Hasil uji akurasi kali ini didapatlah user accuracy objek vegetasi sebesar 70%, objek
pemukiman sebesar 80%, objek jalan sebesar 80% dan air sebesar 0%, hasil producer
accuracy pada objek vegetasi sebesar 43,75%, pemukiman sebesar 57,14%, objek jalan
sebesar 80% dan air sebesar 0%, hasil untuk overall accuracy yaitu sebesar 57,5%. Untuk
objek air 0% hal ini disebabkan karena adanya proses majority, dimana objek yang belom
terklasifikasi masuk kedalam objek yang terklasifikasi didekat objek tersebut, dan
kebanyakan objek air saat di lapangan itu merupakan lahan vegetasi. Objek vegetasi pada
saat klasifikasi citra ternyata di lapangan terdapat 2 termasuk objek pemukiman dan 1
sebagai objek jalan, dan begitu juga untuk objek yang lainnya, hal ini terjadi karena
perubahan penggunaan lahan setelah pemotretan area tersebut oleh satelit.
BAB V
KESIMPULAN
Kesimpulan pada praktikum ini ialah sebagai berikut :
1. Dalam mengubah raster to vektor pada software ENVI, format vektor tetap
EVF, diubah terlebih dahulu ke Shapefile pada software ENVI agar bisa di
import ke dalam software ArcGIS.
2. Uji akurasi bertujuan untuk memastikan hasil klasifikasi citra yang dilakukan
pada software ENVI sama atau berbeda dengan yang ada di lapangan.
3. Pada saat uji akurasi citra yang sudah terklasifikasi berbeda di lapangan, hal ini
terjadi karena perubahan dari penggunaan lahan setelah pengambilan gambar
pada satelit.
4. Producer accuracy merupakan akurasi yang dilihat dari sisi penghasil peta,
sedangkan user accuracy merupakan akurasi yang dilihat dari sisi pengguna
petanya.
DAFTAR PUSTAKA
Permana, A. (2014). Klasifikasi Citra. Yogyakarta: Universitas Gajah Mada.

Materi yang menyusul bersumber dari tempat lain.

PR #959, opened 2025-11-05
Feat: make theme change apply to all windows

charlescgs:
This PR adds:
- theme change to apply to all windows
- way to override theme for specific window
- changes from #960 with fixed window menu behavior
- new window to respect overridden theme (if set)
- three theme related actions for better ergonomics

|Before | After |
|--------|-------|
|  https://github.com/user-attachments/assets/ce21c8a6-1ac7-4f95-97fd-9e312b0a2a56 | https://github.com/user-attachments/assets/0cd15212-b4d5-4c65-8c06-33398fb32e6c |

### DIFF
--- a/examples/widget-gallery/src/main.rs
+++ b/examples/widget-gallery/src/main.rs
@@ -225,6 +225,7 @@ fn app_view(window_id: WindowId) -> impl IntoView {
             .item("Set Dark Theme", |i| {
                 i.action(|| set_theme(Some(Theme::Dark)))
             })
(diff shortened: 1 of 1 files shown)


jrmoulton:
I don't think we want the default behavior of set theme to set the theme for all windows. I think that should be a separate update. I think a per window theme/override should be possible

charlescgs:
Copy, will separate those features, will use code from #960.

jrmoulton:
added a follow os theme option

jrmoulton:
Thanks!

PR #960, opened 2025-11-05
fix follow os theme

jrmoulton:
@charlescgs this makes it so that the window will properly follow changes to the theme from the OS if not overridden.

### DIFF
--- a/src/action.rs
+++ b/src/action.rs
@@ -25,7 +25,6 @@ use crate::{
     view::View,
     views::Decorators,
     window_handle::{get_current_view, set_current_view},
-    window_tracking::with_window,
 };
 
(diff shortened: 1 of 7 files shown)


jrmoulton:
@charlescgs could you test this on windows? before clicking the toggle theme button, all windows should follow OS theme updates multiple times (previously it was only working once). Then once the toggle button is pressed, it should act as an override and then theme updates from the OS should be ignored

jrmoulton:
@charlescgs are you still planning on integrating this into #959?

charlescgs:
Yes, sorry for delay, but got really busy week at work, will update PR tomorrow.

jrmoulton:
Ok sounds good. No worries

jrmoulton:
closed in favor of #959

PR #961, opened 2025-11-05
async rfd

jrmoulton:
Now that it is easier to run futures on the event loop I have moved the file dialogs to use the new `FutureSignal`. Now file dialogs no longer need to spawn a thread


jrmoulton:
This needs testing on linux and windows. Just checking that file dialogs in the widget gallery files example will be sufficient

- [ ] linux
- [x] windows
- [x] macOS

ArthurCose:
Works for me on Linux, but I do get a lag spike / pause before the dialog appears, which differs from what I see on the main branch.

jrmoulton:
That's strange. I'll probably just mark this as draft and leave it then. According to the rfd docs, this is better for macOS, but as it works just fine. Thanks for testing

charlescgs:
on Windows it work just as well as before.

PR #963, opened 2025-11-05
fix tab nav

jrmoulton:
@charlescgs


charlescgs:
Can confirm with change fixes the issue!

PR #964, opened 2025-11-06
Refactor async signal

jrmoulton:
@execsuroot hopefully improved async/channel/stream api that allows for an initial value so that the getters are not always `Option<T>`


jrmoulton:
there is probably some way to reduce code duplication with this but after a few attempts I just accepted it for what it is. I like the API

execsuroot:
> @execsuroot hopefully improved async/channel/stream api that allows for an initial value so that the getters are not always `Option<T>`

Will fix breaking changes in my code today and test it out!

PR #965, opened 2025-11-07
fix style schedule

jrmoulton:
When resolving  nested maps, if a class is applied, we need to request style recursive on the children


jrmoulton:
~~hmmm... this broke the widget gallery pretty bad...~~

fixed. I had replaced a request to layout with a request to style accidentally.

Ika Noviatul, A. P. (2016, 07 23). Retrieved from Academia:
Sutanto, 2013, Metode Penelitian Penginderaan Jauh, Penerbit Ombak, Yogyakarta.
Ahmad A. 2012. Analysis of maximum likelihood classification on multispectral data. Applied
Mathematical Sciences, 6(129): 6425–6436.
Lillesand, T.M., Kiefer, R.W., and Chipman, J., 2008, Remote Sensing and Image
Interpretation, Sixth Edition, John Wiley and Sons, Inc.
Indarto. 2013. Teori dan Praktek Penginderaan Jauh. Yogyakarta: Penerbit Andi.